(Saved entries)
****

PR #1082, opened 2015-12-08
refactored for shorter methods. took out internal use of call and ano…

elialbert:
…n fns

### DIFF
--- a/robot_name/robot_name.rb
+++ b/robot_name/robot_name.rb
@@ -8,21 +8,33 @@ class Robot
   def initialize(args = {})
     @@registry ||= []
     @name_generator = args[:name_generator]
+    @name = @name_generator ? @name_generator.call : generate_new_name
+    check_name
 
-    if @name_generator
-      @name = @name_generator.call
-    else
-      generate_char = -> { ('A'..'Z').to_a.sample }
-      generate_num = -> { rand(10) }
-
-      @name = "#{generate_char.call}#{generate_char.call}#{generate_num.call}#{generate_num.call}#{generate_num.call}"
-    end
-
-    raise NameCollisionError, 'There was a problem generating the robot name!' if !(name =~ /[[:alpha:]]{2}[[:digit:]]{3}/) || @@registry.include?(name)
     @@registry << @name
+  end
+
+  def generate_char 
+    ('A'..'Z').to_a.sample
+  end
+
+  def generate_num
+    rand(10)
+  end
+
+  def generate_new_name
+      "#{generate_char}#{generate_char}#{generate_num}#{generate_num}#{generate_num}"
+  end
+
+  def check_name
+    if !(name =~ /[[:alpha:]]{2}[[:digit:]]{3}/) || @@registry.include?(name)
+      raise NameCollisionError, 'There was a problem generating the robot name!' 
+    end
   end
 end
 
+# generator = -> {'bb121'}
+# robot = Robot.new(name_generator: generator)
 robot = Robot.new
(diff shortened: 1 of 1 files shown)


robot_name/robot_name.rb
```diff
@@ -8,21 +8,33 @@ class Robot
   def initialize(args = {})
     @@registry ||= []
     @name_generator = args[:name_generator]
+    @name = @name_generator ? @name_generator.call : generate_new_name
```
paulghaddad: Perhaps extract this as a method?

robot_name/robot_name.rb
```diff
@@ -8,21 +8,33 @@ class Robot
   def initialize(args = {})
```
paulghaddad: As an overall comment, consider extracting the registry as a separate class.

robot_name/robot_name.rb
```diff
@@ -8,21 +8,33 @@ class Robot
...
     @@registry ||= []
```
paulghaddad: A `Set` instead of an array would ensure its values are unique.

robot_name/robot_name.rb
```diff
@@ -8,21 +8,33 @@ class Robot
...
+  def generate_num
+    rand(10)
+  end
+
+  def generate_new_name
+      "#{generate_char}#{generate_char}#{generate_num}#{generate_num}#{generate_num}"
+  end
+
+  def check_name
+    if !(name =~ /[[:alpha:]]{2}[[:digit:]]{3}/) || @@registry.include?(name)
```
paulghaddad: Consider creating two separate errors for each condition: invalid name and a non-unique name.

robot_name/robot_name.rb
```diff
@@ -8,21 +8,33 @@ class Robot
...
+      raise NameCollisionError, 'There was a problem generating the robot name!'
```
paulghaddad: To continue the comment above, consider extracting the error(s) into a separate class.

robot_name/robot_name.rb
```diff
@@ -8,21 +8,33 @@ class Robot
...
-    else
-      generate_char = -> { ('A'..'Z').to_a.sample }
-      generate_num = -> { rand(10) }
+    @@registry << @name
+  end
 
-      @name = "#{generate_char.call}#{generate_char.call}#{generate_num.call}#{generate_num.call}#{generate_num.call}"
-    end
+  def generate_char 
+    ('A'..'Z').to_a.sample
```
paulghaddad: `[*'A'..'Z'].sample` is nifty to generate the array and sample it.

robot_name/robot_name.rb
paulghaddad: Consider extracting this regex to a well-named constant.

robot_name/robot_name.rb
```diff
@@ -8,21 +8,33 @@ class Robot
...
-    @@registry << @name
+  def generate_num
+    rand(10)
+  end
+
+  def generate_new_name
+      "#{generate_char}#{generate_char}#{generate_num}#{generate_num}#{generate_num}"
+  end
+
+  def check_name
```
paulghaddad: Consider checking all of the method's of this class and asking whether they should be public or not. In this case, `check_name` is probably a internal, `private` method.

paulghaddad:
@elialbert Nice work on this. Take a look at my comments and submit a second iteration. I'd recommend extracting a class or two. Also, see if there is a better way to handle the class variable.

****

What is the number of lines in the entries that include the string "this"? Reply with that number alone.

4